Phase 5 - Customer Support resource acquisition and training - 20 hours ($1100)

Ongoing Costs To Run and Maintain The Service:

Technology Cost:

Both the production and test environments will require 5 servers (currently 4, but geth full node will require an additional) Each server is hosted by Contabo and costs $42 per month - Total $210/month ($2520 annualized)

Annual cost for both the production and test environments: $5040

Customer Support / Service Maintenance: Estimated 5 hours per week ($14,300 annualized)

Total Phased Capital Requested: $11,950

Total Annual Cost of Operations For Reimbursement: $19,340

AuthorityNull commented 2 years ago

Finding a reliable RPC provider that doesn't charge an arm and a leg for consistent uptime has been a pain point for most of us Orchestrators since we moved to Arbitrum and there's been a real need for a community based solution. The community Arb node as it stands now has already proved to be incredibly valuable and as stated in the proposal, is being actively used by many Orchestrators. This grant could greatly benefit the network :)

mikezupper commented 2 years ago

I think this is a fantastic idea. The stability of Livepeer Orchestrators L1/L2 node integration will be solved within the community. We will not need to individually spend time, energy or money into individual solutions. Moreover, the community has very specific needs from Arbitrum and Etherium. Infura and Alchemy are general solutions for the masses. They have to fight with bots and all kinds of nefarious users. This solution provides isolation! I love the live peer cli integration… guarantees only LP Users can signup! @ericxtang feel free to follow up with more questions or even join us during the Monday water cooler discord session to chat about it.

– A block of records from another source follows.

PR #1969, opened 2015-09-09
Optionally zip release files after app build (for Windows).

kenny-evitt:
Zip release files after app build for Windows.

@cldwalker @rundis I finally got around to this. The existing archive files referenced by the "download" links on the home page all contain a *LightTable* directory. The zip file produced by these changes will contain a directory named like *lighttable-0.8.0-windows* (which is fine with me).

I'll merge this if no one objects in a day or two.

### DIFF
--- a/script/build-app.sh
+++ b/script/build-app.sh
@@ -52,9 +52,10 @@ BUILDS=builds
 RELEASE="$NAME-$VERSION-$OS"
 RELEASE_DIR="$BUILDS/$RELEASE"
 RELEASE_TARBALL="$BUILDS/${RELEASE}.tar.gz"
+RELEASE_ZIP="${RELEASE}.zip"
 RELEASE_RSRC="$RELEASE_DIR/$RESOURCES"
 
-rm -rf $RELEASE_DIR $RELEASE_TARBALL
+rm -rf $RELEASE_DIR $RELEASE_TARBALL $RELEASE_ZIP
 
 #----------------------------------------------------------------------
 # Copy Electron installation and app directory into output location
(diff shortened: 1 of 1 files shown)


script/build-app.sh
```diff
@@ -110,4 +111,10 @@ if [ "$1" == "--tarball" ]; then
   tar -zcvf $RELEASE_TARBALL $RELEASE_DIR
 fi
 
+if [ "$1" == "--zip" ]; then
+  pushd builds
+  "/cygdrive/c/Program Files/7-Zip/7z.exe" a $RELEASE_ZIP "$RELEASE/*"
```
cldwalker: Since this is a cygwin specific path, could you make a note that this branch is windows-specific?

script/build-app.sh
```diff
@@ -52,9 +52,10 @@ BUILDS=builds
 RELEASE="$NAME-$VERSION-$OS"
 RELEASE_DIR="$BUILDS/$RELEASE"
 RELEASE_TARBALL="$BUILDS/${RELEASE}.tar.gz"
+RELEASE_ZIP="${RELEASE}.zip"
```
cldwalker: Can we use $BUILDS here and get rid of the pushd and popd? When any paths change it's helpful to only have to change one variable instead of multiple locations in the script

papabear99 commented 2 years ago

I've been using the Community Arb node since it was in early beta/test phase and it's been great. I used to have each of my nodes running RPCs from different providers to try and mitigate the unreliability of the public options but it was still common that they would all go down at the same time, this is no longer an issue with Community Node. Having a reliable node for Livepeer users is a great idea IMO.

JJassonn69 commented 2 years ago

As an active orchestrator I too believe that a reliable and community oriented RPC solution was a must and this project provides us that. Full support 🙌

Franck-UltimaRatio commented 2 years ago

We are using the community Arb Node since the beginning and it work like a charm ! it s a great idea to have it for the community :)

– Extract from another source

PR #1989, opened 2015-09-20
Fix workspace behaviors

cldwalker:
While trying to use the workspace behaviors command, I noticed it was buggy and out of date. Buggy because opening it kicked off incorrect dialogs about file being deleted or prompting to save to a file. Neither of these are correct as workspace behaviors are saved to the current-workspace object.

stronk-dev commented 2 years ago

Hosting a reliable orchestrator is difficult enough, not having to worry about rate limits or instability issues from your RPC provider is very much appreciated 👍

nelsorya commented 2 years ago

Hey @musicmank545, thanks for putting this proposal together. It's great to see what you have put together and the validation of this problem from the community.

We are happy to fund this grant for the work already completed, the work left to be completed and the annual ongoing maintenance if you are willing to build this in the open as much as possible, giving regular updates to the community with all monitoring, error reporting, building and deploying the testing environments should be open source. The goal is for this to be a public good which is transparent for the community.

For the maintenance costs, we would propose paying these out in quarterly milestones for ongoing maintenance.

FTKuhnsman commented 2 years ago

@nelsorya I'm glad to hear that Livepeer supports this effort. Can we schedule some time to discuss the specifics? I can be reached directly on Discord (ftkuhnsman#5819).